● Data items:

PR #777, opened 2018-06-26
[Example]Add caffe example

Asakuri:


examples/caffe/Dockerfile.example.caffe
```diff
@@ -0,0 +1,39 @@
...
+        liblmdb-dev \
+        libopencv-dev \
+        libprotobuf-dev \
+        libsnappy-dev \
+        protobuf-compiler \
+        python-dev \
+        python-numpy \
+        python-pip \
+        python-setuptools \
+        python-scipy
```
abuccts: python dependencies will be installed using `pip` in line 31?

PR #782, opened 2018-06-27
[Example]Add caffe2 resnet50 example

Asakuri:


examples/caffe2/Dockerfile.example.caffe2
```diff
@@ -0,0 +1,45 @@
...
+      libgtest-dev \
+      libiomp-dev \
+      libleveldb-dev \
+      liblmdb-dev \
+      libopencv-dev \
+      libopenmpi-dev \
+      libsnappy-dev \
+      libprotobuf-dev \
+      libgflags-dev \
+      openmpi-bin \
```
abuccts: Is it possible to use openmpi base image?

Asakuri: Is it necessary? I'm not sure whether the environment is consistent.

PR #785, opened 2018-06-28
Only build hadoop-ai, when required.

ydye:


pai-management/paiLibrary/paiBuild/build_center.py
```diff
@@ -46,6 +46,22 @@ def __init__(self, cluster_object_model, build_target = None, os_type="ubuntu16.
 
         self.os_type = os_type
 
+        self.image_depend_on_hadoop_ai = self.resolve_hadoop_dependency()
+
+
+
+    def resolve_hadoop_dependency(self):
+
+        if "hadoop-run" in self.image_list:
```
hwuu: If another new component also requires hadoop, should the code here be changed accordingly? I prefer putting these dependency info to a configuration file, or a `modules.dep` file in the code folder of each component, instead of hard-code the logic here.

ydye: please build from hadoop-run

PR #791, opened 2018-06-28
[Rest Server] Add --shm-size in docker run

abuccts:
Add `--shm-size` in docker run. Set shared memory size the same as cpu memory.


rest-server/src/templates/yarnContainerScript.mustache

● TRY IT:
All of the data, start to finish: please output it exactly.

● TASK ANSWER:
PR #777, opened 2018-06-26
[Example]Add caffe example

Asakuri:


examples/caffe/Dockerfile.example.caffe
```diff
@@ -0,0 +1,39 @@
...
+        liblmdb-dev \
+        libopencv-dev \
+        libprotobuf-dev \
+        libsnappy-dev \
+        protobuf-compiler \
+        python-dev \
+        python-numpy \
+        python-pip \
+        python-setuptools \
+        python-scipy
```
abuccts: python dependencies will be installed using `pip` in line 31?

PR #782, opened 2018-06-27
[Example]Add caffe2 resnet50 example

Asakuri:


examples/caffe2/Dockerfile.example.caffe2
```diff
@@ -0,0 +1,45 @@
...
+      libgtest-dev \
+      libiomp-dev \
+      libleveldb-dev \
+      liblmdb-dev \
+      libopencv-dev \
+      libopenmpi-dev \
+      libsnappy-dev \
+      libprotobuf-dev \
+      libgflags-dev \
+      openmpi-bin \
```
abuccts: Is it possible to use openmpi base image?

Asakuri: Is it necessary? I'm not sure whether the environment is consistent.

PR #785, opened 2018-06-28
Only build hadoop-ai, when required.

ydye:


pai-management/paiLibrary/paiBuild/build_center.py
```diff
@@ -46,6 +46,22 @@ def __init__(self, cluster_object_model, build_target = None, os_type="ubuntu16.
 
         self.os_type = os_type
 
+        self.image_depend_on_hadoop_ai = self.resolve_hadoop_dependency()
+
+
+
+    def resolve_hadoop_dependency(self):
+
+        if "hadoop-run" in self.image_list:
```
hwuu: If another new component also requires hadoop, should the code here be changed accordingly? I prefer putting these dependency info to a configuration file, or a `modules.dep` file in the code folder of each component, instead of hard-code the logic here.

ydye: please build from hadoop-run

PR #791, opened 2018-06-28
[Rest Server] Add --shm-size in docker run

abuccts:
Add `--shm-size` in docker run. Set shared memory size the same as cpu memory.


rest-server/src/templates/yarnContainerScript.mustache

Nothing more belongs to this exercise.